Stored data
PR #584, opened 2019-02-07
Pass in `current_epoch`

decanus:
Considering we calculate the current epoch in the `per epoch processing` section, we should be able to pass it to the `update_validator_registry` function.


vbuterin:
What would the benefit of this change be?

decanus:
I don't think there is a point in recalculating things that have already been calculated.

vbuterin:
Sure, though `get_current_epoch` is hardly a calculation; it's just `slot // EPOCH_LENGTH`.

PR #586, opened 2019-02-08
Updated phase 1: fork choice rule

vbuterin:
Adds the crosslink committee to the fork choice rule. This is useful because it means that even if a proposal committee is byzantine and attempts to prevent a crosslink via a "balance attack" (alternating between chain A and chain B being the canonical chain), the crosslink committee can force the equilibrium to flip to one side or the other.


djrtwo:
Is this saying to use the shard-attestations from the persistent committee + use the beaconchain-attestations from the current crosslink committee? It is not super clear in the current description that the fork choice would be using votes from these two separate sources (and data structures).

nitpick: We should use the term "persistent committee" imo rather than "proposal committee"

vbuterin:
> Is this saying to use the shard-attestations from the persistent committee + use the beaconchain-attestations from the current crosslink committee?

Yes.

PR #589, opened 2019-02-08
Silently skip deposits with invalid proof in process_deposit

Nashatyrev:
### What's wrong:
`process_deposit` has the 
```python
assert validate_proof_of_possession(...)
```
statement which aborts processing of the block containing a deposit with invalid proof resulting this block being invalid. 
Thus a proposer needs to skip deposits with invalid proofs when composing a block. The same way malicious/incorrect proposer may skip a number of valid deposits. 

### Suggestion:
Include *all* deposits to blocks (this is verified by constantly incremented deposit index) but silently ignore deposits with invalid proofs on block transition: i.e. not change the validator registry/balances

### DIFF
--- a/specs/core/0_beacon-chain.md
+++ b/specs/core/0_beacon-chain.md
@@ -1252,36 +1252,37 @@ def process_deposit(state: BeaconState,
     Note that this function mutates ``state``.
     """
     # Validate the given `proof_of_possession`
-    assert validate_proof_of_possession(
+    valid_proof = validate_proof_of_possession(
         state,
         pubkey,
         proof_of_possession,
         withdrawal_credentials,
     )
 
-    validator_pubkeys = [v.pubkey for v in state.validator_registry]
-
-    if pubkey not in validator_pubkeys:
-        # Add new validator
-        validator = Validator(
-            pubkey=pubkey,
-            withdrawal_credentials=withdrawal_credentials,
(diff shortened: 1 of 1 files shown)


specs/core/0_beacon-chain.md
```diff
@@ -1252,36 +1252,37 @@ def process_deposit(state: BeaconState,
     Note that this function mutates ``state``.
     """
     # Validate the given `proof_of_possession`
-    assert validate_proof_of_possession(
+    valid_proof = validate_proof_of_possession(
```
```suggestion
    proof_is_valid = validate_proof_of_possession(
```

To avoid confusing the reader into thinking the `valid_proof` variable contains a valid proof as opposed to just being a bool.

specs/core/0_beacon-chain.md
```diff
@@ -1252,36 +1252,37 @@ def process_deposit(state: BeaconState,
...
-        # Note: In phase 2 registry indices that have been withdrawn for a long time will be recycled.
-        state.validator_registry.append(validator)
-        state.validator_balances.append(amount)
-    else:
-        # Increase balance by deposit amount
-        index = validator_pubkeys.index(pubkey)
-        assert state.validator_registry[index].withdrawal_credentials == withdrawal_credentials
-
-        state.validator_balances[index] += amount
+    if valid_proof:
```
```suggestion
    if proof_is_valid:
```

PR #591, opened 2019-02-08
Weekly release of dev into master

djrtwo:
changelog will be available in tagged release


specs/core/0_beacon-chain.md
```diff
@@ -639,6 +650,19 @@ def slot_to_epoch(slot: SlotNumber) -> EpochNumber:
     return slot // EPOCH_LENGTH
 ```
 
+### `get_previous_epoch`
+
+```python
+def get_previous_epoch(state: BeaconState) -> EpochNumber:
+    """`
+    Return the previous epoch of the given ``state``.
+    If the current epoch is  ``GENESIS_EPOCH``, return ``GENESIS_EPOCH``.
```
prestonvanloon: This logic doesn't match the implementation.

specs/validator/0_beacon-chain-validator.md
```diff
@@ -344,24 +344,48 @@ Either (2) or (3) occurs if (1) fails. The choice between (2) and (3) is determi
...
+                assignment += (is_proposer,)
+
+                potential_assignments.append(assignment)
                 break
 
     return potential_assignments
 ```
 
-`get_next_epoch_crosslink_committees` should be called at the beginning of each epoch to plan for the next epoch. A validator should always plan for both values of `registry_change` as a possibility unless the validator can concretely eliminate one of the options. Planning for a future shuffling involves noting at which slot one might have to attest and propose and also which shard one should begin syncing (in phase 1+).
+`get_next_epoch_committee_assignments` should be called at the beginning of each epoch to plan for the next epoch. A validator should always plan for both values of `registry_change` as a possibility unless the validator can concretely eliminate one of the options. Planning for a future shuffling involves noting at which slot one might have to attest and propose and also which shard one should begin syncing (in phase 1+).
```
prestonvanloon: Can you clarify this bit `beginning of each epoch to plan for the next epoch`?

Does this mean that I call get_next_epoch_committee_assignments at the first slot in epoch N and it returns the assignments for epoch N+1?

specs/core/0_beacon-chain.md
terenc3t: This is diff than our implementation, I wrote the code before putting this helper function in spec. Let's update our implementation, will open an issue

specs/validator/0_beacon-chain-validator.md
prestonvanloon: Just read over the details in line 347, is it is clear there. But would helpful for clarity in this language here

specs/validator/0_beacon-chain-validator.md
```diff
@@ -344,24 +344,48 @@ Either (2) or (3) occurs if (1) fails. The choice between (2) and (3) is determi
...
 
 ```python
-def get_next_epoch_crosslink_committees(state: BeaconState,
-                                        validator_index: ValidatorIndex) -> List[Tuple[ValidatorIndex], ShardNumber]:
+def get_next_epoch_committee_assignments(
+        state: BeaconState,
+        validator_index: ValidatorIndex) -> List[Tuple[List[ValidatorIndex], ShardNumber, SlotNumber, bool]]:
+    """
+    Return a list of the two possible committee assignments for ``validator_index`` at the next epoch.
+    Possible committee ``assignment`` is of the form (List[ValidatorIndex], ShardNumber, SlotNumber, bool).
```
prestonvanloon: _Possible_? Can we use more assertive language and a structured object? 

It would be easier for understanding to have something like this (JSON as example):
```JSON
{
 "assignments": [{
    "validator_indices": [0, 1, 2],
    "shard": 5,
    "slot": 100,
    "is_proposer": true
  }]
}
```
This is much more clear than
```json
[[0,1,2], 5, 100, true]]
```

specs/validator/0_beacon-chain-validator.md
```diff
@@ -344,24 +344,48 @@ Either (2) or (3) occurs if (1) fails. The choice between (2) and (3) is determi
...
+        * ``assignment[0]`` is the list of validators in the committee
+        * ``assignment[1]`` is the shard to which the committee is assigned
+        * ``assignment[2]`` is the slot at which the committee is assigned
+        * ``assignment[3]`` is a bool signalling if the validator is expected to propose
```
prestonvanloon: All of the validators in the committee are proposers for the same shard at the same slot?

specs/validator/0_beacon-chain-validator.md
```diff
@@ -344,24 +344,48 @@ Either (2) or (3) occurs if (1) fails. The choice between (2) and (3) is determi
...
+                assignment = selected_committees[0]
+                assignment += (slot,)
+                first_committee_at_slot = crosslink_committees[0][0]  # List[ValidatorIndex]
+                is_proposer = first_committee_at_slot[slot % len(first_committee_at_slot)] == validator_index
+                assignment += (is_proposer,)
+
+                potential_assignments.append(assignment)
                 break
 
     return potential_assignments
```
prestonvanloon: Why is it "potential"? Aren't these the assignments?

specs/validator/0_beacon-chain-validator.md
djrtwo: The function is for a particular `validator_index`

specs/core/0_beacon-chain.md
prestonvanloon: What i am saying is this comment says 
```
 If the current epoch is  ``GENESIS_EPOCH``, return ``GENESIS_EPOCH``.
```
but the pseudo code below says
```
 if the current epoch X is less than GENESIS_EPOCH, return X
```

specs/validator/0_beacon-chain-validator.md
prestonvanloon: Why return a list of validators in the committee? If you see my JSON example above, you can see how this is a confusing response from this method.

specs/validator/0_beacon-chain-validator.md
djrtwo: The above section explains that at the start of the current epoch, there are two potential assignments for a validator for the next -- if a validator registry change occurs or not. This function gives you both.

You are a in a super-position of both futures until either the epoch change or you locally figure out if `registry_change` happens (which you can check by eagerly processing the next epoch transition). In the normal case, you can collapse this super position about the next epoch within `MIN_ATTESTATION_INCLUSION_DELAY` slots into the current epoch.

WHAT YOU WILL DO → When a line of the records above contains the string "example", count it once; then give the total and nothing else.

WRITTEN ANSWER → 2